*Required action*
What number of lines in the listing contain "building"? Answer with that number only.

*Data to process*
◆ ◆ ◆

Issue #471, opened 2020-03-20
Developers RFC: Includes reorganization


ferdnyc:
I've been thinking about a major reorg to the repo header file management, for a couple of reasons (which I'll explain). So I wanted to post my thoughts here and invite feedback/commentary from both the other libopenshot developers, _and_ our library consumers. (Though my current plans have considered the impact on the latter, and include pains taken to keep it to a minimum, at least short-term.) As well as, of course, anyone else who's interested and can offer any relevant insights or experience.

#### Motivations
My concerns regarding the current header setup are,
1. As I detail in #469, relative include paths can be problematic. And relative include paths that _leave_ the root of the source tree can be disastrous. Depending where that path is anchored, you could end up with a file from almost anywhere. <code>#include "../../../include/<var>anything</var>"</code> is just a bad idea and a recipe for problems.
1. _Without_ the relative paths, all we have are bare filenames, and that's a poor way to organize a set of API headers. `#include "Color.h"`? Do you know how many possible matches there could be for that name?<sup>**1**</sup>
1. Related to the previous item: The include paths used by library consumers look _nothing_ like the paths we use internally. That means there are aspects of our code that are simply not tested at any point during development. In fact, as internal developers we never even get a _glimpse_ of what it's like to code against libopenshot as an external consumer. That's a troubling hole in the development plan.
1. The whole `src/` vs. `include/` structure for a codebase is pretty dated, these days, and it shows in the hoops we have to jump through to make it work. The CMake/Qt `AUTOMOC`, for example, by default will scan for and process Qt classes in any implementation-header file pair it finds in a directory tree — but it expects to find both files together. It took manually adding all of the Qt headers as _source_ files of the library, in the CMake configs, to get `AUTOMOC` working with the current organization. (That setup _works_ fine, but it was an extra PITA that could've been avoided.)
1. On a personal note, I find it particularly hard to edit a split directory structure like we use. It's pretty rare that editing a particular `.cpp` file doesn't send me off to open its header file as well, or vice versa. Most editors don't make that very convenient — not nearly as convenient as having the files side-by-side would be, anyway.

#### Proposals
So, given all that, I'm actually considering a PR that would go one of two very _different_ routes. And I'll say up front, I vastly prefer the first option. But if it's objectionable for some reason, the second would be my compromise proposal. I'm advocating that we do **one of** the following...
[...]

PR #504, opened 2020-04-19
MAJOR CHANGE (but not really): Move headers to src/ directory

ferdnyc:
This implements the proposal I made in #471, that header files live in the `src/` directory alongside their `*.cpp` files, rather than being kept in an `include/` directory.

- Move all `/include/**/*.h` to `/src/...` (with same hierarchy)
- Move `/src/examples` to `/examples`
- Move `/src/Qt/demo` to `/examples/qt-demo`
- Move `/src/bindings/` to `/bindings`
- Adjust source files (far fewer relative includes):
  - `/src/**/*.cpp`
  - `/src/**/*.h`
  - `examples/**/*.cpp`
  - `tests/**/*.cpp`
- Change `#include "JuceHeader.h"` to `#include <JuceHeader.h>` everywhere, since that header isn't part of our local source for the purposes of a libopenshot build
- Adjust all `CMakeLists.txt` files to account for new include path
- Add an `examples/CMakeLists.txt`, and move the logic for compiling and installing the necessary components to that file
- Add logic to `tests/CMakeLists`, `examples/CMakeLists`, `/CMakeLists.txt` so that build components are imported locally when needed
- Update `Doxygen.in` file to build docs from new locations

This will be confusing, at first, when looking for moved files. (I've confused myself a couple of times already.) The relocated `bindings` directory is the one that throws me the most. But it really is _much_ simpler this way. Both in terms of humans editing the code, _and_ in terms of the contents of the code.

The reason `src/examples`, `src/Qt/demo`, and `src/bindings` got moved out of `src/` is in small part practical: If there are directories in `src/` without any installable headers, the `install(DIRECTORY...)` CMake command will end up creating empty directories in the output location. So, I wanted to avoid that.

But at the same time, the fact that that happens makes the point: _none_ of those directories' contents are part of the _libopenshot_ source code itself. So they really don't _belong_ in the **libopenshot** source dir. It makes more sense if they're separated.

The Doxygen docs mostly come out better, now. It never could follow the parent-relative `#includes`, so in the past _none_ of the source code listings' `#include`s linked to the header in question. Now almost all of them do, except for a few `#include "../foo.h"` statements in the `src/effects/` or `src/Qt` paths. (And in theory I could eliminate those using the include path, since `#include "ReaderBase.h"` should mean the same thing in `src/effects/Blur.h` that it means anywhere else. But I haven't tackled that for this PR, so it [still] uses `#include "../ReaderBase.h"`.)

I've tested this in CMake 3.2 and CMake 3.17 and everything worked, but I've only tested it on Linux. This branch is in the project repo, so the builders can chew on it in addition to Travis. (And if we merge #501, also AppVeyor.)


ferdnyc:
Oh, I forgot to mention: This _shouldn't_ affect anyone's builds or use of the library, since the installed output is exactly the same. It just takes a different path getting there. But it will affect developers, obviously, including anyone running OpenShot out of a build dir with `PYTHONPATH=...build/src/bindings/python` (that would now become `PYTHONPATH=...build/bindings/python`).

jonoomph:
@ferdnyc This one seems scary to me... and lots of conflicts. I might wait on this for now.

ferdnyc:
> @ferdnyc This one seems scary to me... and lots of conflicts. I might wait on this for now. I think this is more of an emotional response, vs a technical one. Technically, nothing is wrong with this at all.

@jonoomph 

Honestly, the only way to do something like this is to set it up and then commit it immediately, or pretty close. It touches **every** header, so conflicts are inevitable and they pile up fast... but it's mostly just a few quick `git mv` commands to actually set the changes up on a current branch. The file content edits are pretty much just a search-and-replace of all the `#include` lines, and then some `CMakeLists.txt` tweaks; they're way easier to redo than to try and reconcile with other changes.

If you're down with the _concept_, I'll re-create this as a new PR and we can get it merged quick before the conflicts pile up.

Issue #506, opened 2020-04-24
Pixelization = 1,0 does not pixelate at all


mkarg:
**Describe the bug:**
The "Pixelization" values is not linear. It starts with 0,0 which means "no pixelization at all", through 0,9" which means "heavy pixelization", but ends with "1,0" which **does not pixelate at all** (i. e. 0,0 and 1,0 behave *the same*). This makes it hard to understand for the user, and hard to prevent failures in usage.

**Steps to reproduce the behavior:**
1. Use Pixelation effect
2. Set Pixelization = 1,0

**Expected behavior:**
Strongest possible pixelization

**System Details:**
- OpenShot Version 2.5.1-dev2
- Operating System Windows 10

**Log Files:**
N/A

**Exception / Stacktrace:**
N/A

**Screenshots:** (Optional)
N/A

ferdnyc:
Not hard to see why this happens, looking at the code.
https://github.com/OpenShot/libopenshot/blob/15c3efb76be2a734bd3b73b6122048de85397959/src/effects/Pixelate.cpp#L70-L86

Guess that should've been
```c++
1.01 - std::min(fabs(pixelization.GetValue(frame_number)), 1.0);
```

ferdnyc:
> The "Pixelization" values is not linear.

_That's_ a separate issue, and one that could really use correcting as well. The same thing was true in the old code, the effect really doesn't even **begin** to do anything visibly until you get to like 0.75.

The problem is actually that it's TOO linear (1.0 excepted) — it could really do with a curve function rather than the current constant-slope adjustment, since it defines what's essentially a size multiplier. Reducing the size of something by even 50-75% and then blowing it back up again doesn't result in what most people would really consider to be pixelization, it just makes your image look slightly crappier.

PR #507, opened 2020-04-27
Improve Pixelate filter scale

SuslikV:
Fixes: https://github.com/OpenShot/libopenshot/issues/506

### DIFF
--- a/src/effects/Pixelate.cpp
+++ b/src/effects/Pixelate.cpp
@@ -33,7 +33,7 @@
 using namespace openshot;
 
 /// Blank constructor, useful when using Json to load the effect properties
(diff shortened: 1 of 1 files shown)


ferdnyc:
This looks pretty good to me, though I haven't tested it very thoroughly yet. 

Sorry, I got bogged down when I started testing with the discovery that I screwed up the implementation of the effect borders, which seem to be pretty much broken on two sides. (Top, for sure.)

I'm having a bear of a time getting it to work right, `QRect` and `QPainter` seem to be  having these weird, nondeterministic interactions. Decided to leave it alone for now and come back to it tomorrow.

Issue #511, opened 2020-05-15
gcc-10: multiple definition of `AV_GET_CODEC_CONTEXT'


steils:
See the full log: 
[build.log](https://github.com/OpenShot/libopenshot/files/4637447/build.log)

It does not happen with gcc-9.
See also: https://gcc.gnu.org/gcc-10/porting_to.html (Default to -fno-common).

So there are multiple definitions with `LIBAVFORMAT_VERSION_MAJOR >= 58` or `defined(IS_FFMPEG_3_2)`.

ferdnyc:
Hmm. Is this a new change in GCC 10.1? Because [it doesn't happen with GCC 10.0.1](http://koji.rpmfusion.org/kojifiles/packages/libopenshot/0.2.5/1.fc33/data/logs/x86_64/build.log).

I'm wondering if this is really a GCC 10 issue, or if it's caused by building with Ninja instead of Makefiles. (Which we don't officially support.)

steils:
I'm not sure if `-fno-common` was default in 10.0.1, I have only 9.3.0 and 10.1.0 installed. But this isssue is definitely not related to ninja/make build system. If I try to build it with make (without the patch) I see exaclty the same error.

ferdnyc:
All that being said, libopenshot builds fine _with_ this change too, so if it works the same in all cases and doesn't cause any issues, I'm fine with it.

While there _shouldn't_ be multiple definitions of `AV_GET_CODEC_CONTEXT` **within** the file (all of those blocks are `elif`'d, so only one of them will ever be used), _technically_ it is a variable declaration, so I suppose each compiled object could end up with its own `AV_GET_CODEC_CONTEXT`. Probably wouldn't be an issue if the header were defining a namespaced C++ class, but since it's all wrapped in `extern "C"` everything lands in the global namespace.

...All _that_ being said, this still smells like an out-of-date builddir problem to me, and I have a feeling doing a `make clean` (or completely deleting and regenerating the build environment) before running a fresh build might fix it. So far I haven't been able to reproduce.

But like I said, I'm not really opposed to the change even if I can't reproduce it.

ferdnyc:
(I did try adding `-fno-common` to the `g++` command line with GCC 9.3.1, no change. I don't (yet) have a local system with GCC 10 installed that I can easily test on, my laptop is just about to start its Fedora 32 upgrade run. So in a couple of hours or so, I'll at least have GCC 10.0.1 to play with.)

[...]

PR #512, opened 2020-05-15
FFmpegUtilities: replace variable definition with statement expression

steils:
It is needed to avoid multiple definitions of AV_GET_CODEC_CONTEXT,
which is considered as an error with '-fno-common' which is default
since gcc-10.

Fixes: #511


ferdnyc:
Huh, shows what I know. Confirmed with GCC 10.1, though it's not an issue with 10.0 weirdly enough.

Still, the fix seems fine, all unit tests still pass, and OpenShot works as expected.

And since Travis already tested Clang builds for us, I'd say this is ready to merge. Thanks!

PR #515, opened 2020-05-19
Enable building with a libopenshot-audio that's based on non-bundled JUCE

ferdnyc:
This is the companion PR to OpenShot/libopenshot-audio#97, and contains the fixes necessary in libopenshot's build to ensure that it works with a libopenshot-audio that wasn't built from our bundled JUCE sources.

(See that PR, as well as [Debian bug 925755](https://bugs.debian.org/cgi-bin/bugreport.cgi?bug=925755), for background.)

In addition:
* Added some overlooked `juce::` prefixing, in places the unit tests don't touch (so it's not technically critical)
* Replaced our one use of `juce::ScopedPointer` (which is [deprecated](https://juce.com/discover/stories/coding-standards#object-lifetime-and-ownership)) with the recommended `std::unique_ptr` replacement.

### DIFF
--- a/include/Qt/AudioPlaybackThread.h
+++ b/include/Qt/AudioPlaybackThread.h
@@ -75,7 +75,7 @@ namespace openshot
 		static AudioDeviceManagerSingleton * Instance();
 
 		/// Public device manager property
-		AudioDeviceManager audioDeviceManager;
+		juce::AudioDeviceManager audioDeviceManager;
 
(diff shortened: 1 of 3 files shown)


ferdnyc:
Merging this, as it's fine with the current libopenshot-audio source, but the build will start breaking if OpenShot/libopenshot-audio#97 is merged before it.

◆ ◆ ◆

*Response for this exercise*
2